(Saved entries)
_ _ _ _

PR #900, opened 2022-04-15
refactor test: no hardcode a@b.c, make sure each test has a different user

nguyenkims:


nguyenkims:
@acasajus @cquintana92 this PR is about refactoring tests and shouldn't have any side effect, I go ahead and merge it :)

PR #901, opened 2022-04-15
use _ instead of . in reverse alias

nguyenkims:
to avoid AC_FROM_MANY_DOTS SpamAssassin rule

### DIFF
--- a/tests/test_email_utils.py
+++ b/tests/test_email_utils.py
@@ -500,18 +500,18 @@ def test_generate_reply_email_include_sender_in_reverse_alias(flask_client):
     user.include_sender_in_reverse_alias = True
 
     reply_email = generate_reply_email("test@example.org", user)
-    assert reply_email.startswith("test.at.example.org")
+    assert reply_email.startswith("test_at_example_org")
     assert reply_email.endswith(EMAIL_DOMAIN)
 
     reply_email = generate_reply_email("", user)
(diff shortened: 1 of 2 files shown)


tests/test_email_utils.py
```diff
@@ -500,18 +500,18 @@ def test_generate_reply_email_include_sender_in_reverse_alias(flask_client):
...
     assert reply_email.endswith(EMAIL_DOMAIN)
 
     reply_email = generate_reply_email("👌汉字@example.org", user)
-    assert reply_email.startswith("yizi.at.example.org")
+    assert reply_email.startswith("yizi_at_example_org")
 
     # make sure reply_email only contain lowercase
     reply_email = generate_reply_email("TEST@example.org", user)
-    assert reply_email.startswith("test.at.example.org")
+    assert reply_email.startswith("test_at_example_org")
```
acasajus, line 516: Nits: I would add a test with 
```suggestion
    reply_email = generate_reply_email("test.dot@example.org", user)
    assert reply_email.startswith("test_dot_at_example_org")
    
```

nguyenkims: That's a good idea, added in the https://github.com/simple-login/app/pull/901/commits/e136fc8c926f3029c7c3ba47cb16cafa9457843b :)

xyxzxyz:
Any chance we can get dot back? Changing dot to underscore causes filters that use sender address completely usesless.

PR #906, opened 2022-04-19
Support python>3.8 for verp emails and reduce size by truncating hmac and storing time in minutes since 2022-01-01

acasajus:
- For python > 3.9 `shake128` has a new required parameter when generating the digest that breaks the `hmac` module. So we use `sha3-224` and truncate the resulting hmac to 8 bytes.
- Store time in minutes from 2022-01-01 to reduce further the length of the generated email.


.github/workflows/main.yml
```diff
@@ -8,7 +8,7 @@ jobs:
     strategy:
       max-parallel: 4
       matrix:
-        python-version: [3.7]
+        python-version: [3.7, 3.9]
```
nguyenkims, line 11: 👌

nguyenkims:
@acasajus does this mean we change the algorithm to generate envelope mail_from? Can that affect how we parse the previously generated mail_from? In this case maybe we need to handle the previous format as well? (the same way we did for handling the old `bounce+{email_log_id}@sl.co`)

acasajus:
Has the old one been in production already?

nguyenkims:
@acasajus yep it's been deployed yesterday.

acasajus:
Argh.. ok. I'll add backwards compat

app/email_utils.py
```diff
@@ -1513,3 +1521,38 @@ def get_verp_info_from_email(email: str) -> Optional[Tuple[VerpType, int]]:
     if data[2] > time.time() + VERP_MESSAGE_LIFETIME:
         return None
     return VerpType(data[0]), data[1]
+
+
+# This method processes the email address, checks if it's a signed verp email generated by us to receive bounces
```
nguyenkims, line 1526: Nits: can we move these comments to the method doc?

nguyenkims (approved):
LGTM! Just left a suggestion. Is the algo change validated by crypto team?

acasajus:
> LGTM! Just left a suggestion. Is the algo change validated by crypto team?

yes :)

app/email_utils.py
acasajus: Done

_ _ _ _

- Instructions for the task: Wherever the word "time" turns up in a line of the entries above, copy that line.

- Reply to the exercise:
Support python>3.8 for verp emails and reduce size by truncating hmac and storing time in minutes since 2022-01-01
- Store time in minutes from 2022-01-01 to reduce further the length of the generated email.
     if data[2] > time.time() + VERP_MESSAGE_LIFETIME:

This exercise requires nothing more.